__REQUIRED ACTION__
Repeat every record exactly as given.

Excerpts from a dataset:

PR #4055, opened 2018-10-10
Early Discussion Of 'Maximus' Scope and Provisional High Level Design

mnesbit:
This PR is to open to the wider community the state of thinking on the Maximus proposal.


triconic:
You mention in the description document that Maximus is not about managing identities - Marco Polo is. Can you provide a link in the documents to a discussion of Marco Polo? Or perhaps put a brief summary in the Maximus document to understand the difference / overlap?

I'm interested in the ability to support large numbers of users - but with that will probably come some form of permissioning based on identity i.e. possibly classes of users - not all first class. I'm interested in learning more about how this might be achieved / questioning my assumptions around it.

Thanks.

mnesbit:
There have been lots of internal discussions in R3 about massive numbers of identities and Marco Polo is our internal umbrella term for some projects considering this.
Unfortunately, none of these discussions are at a point where we have a concrete way of doing this, plus there are lots of trade offs that probably aren't what people want in reality. So for now I do not have much more that can be said on this, just that we are aware it is a common request.
What I will say is that one must consider if you actually want separate first class identities for every user? If is perfectly possible right now to manage account views using data stored in QueryableState objects and direct custom vault/jdbc queries.  In most cases what is being asked for is account specific views rather than the full isolation and public advertisement of a unique and authorised X500 Name that node identity gives.

rickcrook:
@mnesbit It might just be me but I get an uneasy feeling about this one.  It feels like MAXIMUS is working on two concerns - multiple identities/single node and HA (single identity/multi-node). A functional and non-functional requirement (NFR) respectively. I only lean in because I have not seen this type of conflation end well.

If I understand the Work Proposal, the proposed solution to running multiple identities is to run multiple nodes. A reasonable work around until when/if we are able to move beyond one identity per JVM. It closes out the functional requirement with zero code changes. My favourite type of solution! I would propose writing a short summary on why we have a design limit of one identity per JVM and closing out the functional requirement and let us focus on the NFR.

The NFR, as I understand it, the work proposed is solving is running a large number of Corda nodes.

The Work Proposal introduces both Docker and Kubernetes. I am supportive of the choice to use Docker and Kubernetes to manage large scale workloads such as Corda. This has proved a good choice by many and is increasingly looking like a de-facto standard for the industry.

May I propose that the Work Proposal focus on what Corda changes (now and future) need to occur to make Corda easier to deploy using Docker and Kubernetes including:
   1. able to use the config features of Docker/Kubernetes  eg. configMap; Secrets
   2. able to use the HA features of Docker and Kubernetes eg. restart, replica

This will force clear separation of responsibilities between the different layers - app (Corda/JVM) & infra (docker/kube) and make it easier to manage a large collection of Corda nodes (with or without multiple identities)

mikehearn:
Hey Rick,

The gist is we want to avoid large API changes to overload lots of stuff with identity parameters. Currently the node is a single process, and the current identity is an ambient property of that process, and we'd like to keep the work scoped  such that we're not deprecating lots of API and adding new work for app developers.

Now, as the design doc notes, Matthew and his team have explored supporting multiple identities concurrently in a single process, and it looks more feasible than originally believed. It may well be what we ship first. But it's important to understand that in the future the word "node" will stop meaning "JVM process that hosts an identity" and start meaning "a site installation". Therefore a node may end up being composed of multiple servers working together, coordinating via MQ and the database, and we'll need an alternative term for the processes where flows and services run (maybe "app worker", maybe "flow worker" ... still figuring that out).

With respect to how those processes are managed, that's independent of this effort. There are different people experimenting with Kubernetes and Docker. The MAXIMUS project does not say anything how servers are started or stopped anymore, only what their roles are and how they switch identities.

Whilst I appreciate your enthusiasm for Kubernetes/Docker, we probably won't be taking hard dependencies on these technologies in future - just supporting them as options for those who want them. We'll continue to be able to operate in environments without Docker/K8s and indeed even recommending them in some cases.

triconic:
Hi @mikehearn - if R3 is not going to directly support implementations using Docker and Kubernetes, would you be willing to connect interested parties? There may be useful collective feedback for R3 from an effort like this - and even if you don't support the specific technologies, supporting that pattern of deployment will be necessary.

akashmodi1508:
> Hey Rick,
> 
> The gist is we want to avoid large API changes to overload lots of stuff with identity parameters. Currently the node is a single process, and the current identity is an ambient property of that process, and we'd like to keep the work scoped such that we're not deprecating lots of API and adding new work for app developers.
> 
> Now, as the design doc notes, Matthew and his team have explored supporting multiple identities concurrently in a single process, and it looks more feasible than originally believed. It may well be what we ship first. But it's important to understand that in the future the word "node" will stop meaning "JVM process that hosts an identity" and start meaning "a site installation". Therefore a node may end up being composed of multiple servers working together, coordinating via MQ and the database, and we'll need an alternative term for the processes where flows and services run (maybe "app worker", maybe "flow worker" ... still figuring that out).
> 
> With respect to how those processes are managed, that's independent of this effort. There are different people experimenting with Kubernetes and Docker. The MAXIMUS project does not say anything how servers are started or stopped anymore, only what their roles are and how they switch identities.
> 
> Whilst I appreciate your enthusiasm for Kubernetes/Docker, we probably won't be taking hard dependencies on these technologies in future - just supporting them as options for those who want them. We'll continue to be able to operate in environments without Docker/K8s and indeed even recommending them in some cases.

Hi Mike, 

Your explanation is pretty useful in the case where we are working upon. We are struggling with managing multiple identities per node. Would you be willing to advise the on the progress of above topic?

__EXERCISE RESPONSE__
PR #4055, opened 2018-10-10
Early Discussion Of 'Maximus' Scope and Provisional High Level Design

mnesbit:
This PR is to open to the wider community the state of thinking on the Maximus proposal.


triconic:
You mention in the description document that Maximus is not about managing identities - Marco Polo is. Can you provide a link in the documents to a discussion of Marco Polo? Or perhaps put a brief summary in the Maximus document to understand the difference / overlap?

I'm interested in the ability to support large numbers of users - but with that will probably come some form of permissioning based on identity i.e. possibly classes of users - not all first class. I'm interested in learning more about how this might be achieved / questioning my assumptions around it.

Thanks.

mnesbit:
There have been lots of internal discussions in R3 about massive numbers of identities and Marco Polo is our internal umbrella term for some projects considering this.
Unfortunately, none of these discussions are at a point where we have a concrete way of doing this, plus there are lots of trade offs that probably aren't what people want in reality. So for now I do not have much more that can be said on this, just that we are aware it is a common request.
What I will say is that one must consider if you actually want separate first class identities for every user? If is perfectly possible right now to manage account views using data stored in QueryableState objects and direct custom vault/jdbc queries.  In most cases what is being asked for is account specific views rather than the full isolation and public advertisement of a unique and authorised X500 Name that node identity gives.

rickcrook:
@mnesbit It might just be me but I get an uneasy feeling about this one.  It feels like MAXIMUS is working on two concerns - multiple identities/single node and HA (single identity/multi-node). A functional and non-functional requirement (NFR) respectively. I only lean in because I have not seen this type of conflation end well.

If I understand the Work Proposal, the proposed solution to running multiple identities is to run multiple nodes. A reasonable work around until when/if we are able to move beyond one identity per JVM. It closes out the functional requirement with zero code changes. My favourite type of solution! I would propose writing a short summary on why we have a design limit of one identity per JVM and closing out the functional requirement and let us focus on the NFR.

The NFR, as I understand it, the work proposed is solving is running a large number of Corda nodes.

The Work Proposal introduces both Docker and Kubernetes. I am supportive of the choice to use Docker and Kubernetes to manage large scale workloads such as Corda. This has proved a good choice by many and is increasingly looking like a de-facto standard for the industry.

May I propose that the Work Proposal focus on what Corda changes (now and future) need to occur to make Corda easier to deploy using Docker and Kubernetes including:
   1. able to use the config features of Docker/Kubernetes  eg. configMap; Secrets
   2. able to use the HA features of Docker and Kubernetes eg. restart, replica

This will force clear separation of responsibilities between the different layers - app (Corda/JVM) & infra (docker/kube) and make it easier to manage a large collection of Corda nodes (with or without multiple identities)

mikehearn:
Hey Rick,

The gist is we want to avoid large API changes to overload lots of stuff with identity parameters. Currently the node is a single process, and the current identity is an ambient property of that process, and we'd like to keep the work scoped  such that we're not deprecating lots of API and adding new work for app developers.

Now, as the design doc notes, Matthew and his team have explored supporting multiple identities concurrently in a single process, and it looks more feasible than originally believed. It may well be what we ship first. But it's important to understand that in the future the word "node" will stop meaning "JVM process that hosts an identity" and start meaning "a site installation". Therefore a node may end up being composed of multiple servers working together, coordinating via MQ and the database, and we'll need an alternative term for the processes where flows and services run (maybe "app worker", maybe "flow worker" ... still figuring that out).

With respect to how those processes are managed, that's independent of this effort. There are different people experimenting with Kubernetes and Docker. The MAXIMUS project does not say anything how servers are started or stopped anymore, only what their roles are and how they switch identities.

Whilst I appreciate your enthusiasm for Kubernetes/Docker, we probably won't be taking hard dependencies on these technologies in future - just supporting them as options for those who want them. We'll continue to be able to operate in environments without Docker/K8s and indeed even recommending them in some cases.

triconic:
Hi @mikehearn - if R3 is not going to directly support implementations using Docker and Kubernetes, would you be willing to connect interested parties? There may be useful collective feedback for R3 from an effort like this - and even if you don't support the specific technologies, supporting that pattern of deployment will be necessary.

akashmodi1508:
> Hey Rick,
> 
> The gist is we want to avoid large API changes to overload lots of stuff with identity parameters. Currently the node is a single process, and the current identity is an ambient property of that process, and we'd like to keep the work scoped such that we're not deprecating lots of API and adding new work for app developers.
> 
> Now, as the design doc notes, Matthew and his team have explored supporting multiple identities concurrently in a single process, and it looks more feasible than originally believed. It may well be what we ship first. But it's important to understand that in the future the word "node" will stop meaning "JVM process that hosts an identity" and start meaning "a site installation". Therefore a node may end up being composed of multiple servers working together, coordinating via MQ and the database, and we'll need an alternative term for the processes where flows and services run (maybe "app worker", maybe "flow worker" ... still figuring that out).
> 
> With respect to how those processes are managed, that's independent of this effort. There are different people experimenting with Kubernetes and Docker. The MAXIMUS project does not say anything how servers are started or stopped anymore, only what their roles are and how they switch identities.
> 
> Whilst I appreciate your enthusiasm for Kubernetes/Docker, we probably won't be taking hard dependencies on these technologies in future - just supporting them as options for those who want them. We'll continue to be able to operate in environments without Docker/K8s and indeed even recommending them in some cases.

Hi Mike, 

Your explanation is pretty useful in the case where we are working upon. We are struggling with managing multiple identities per node. Would you be willing to advise the on the progress of above topic?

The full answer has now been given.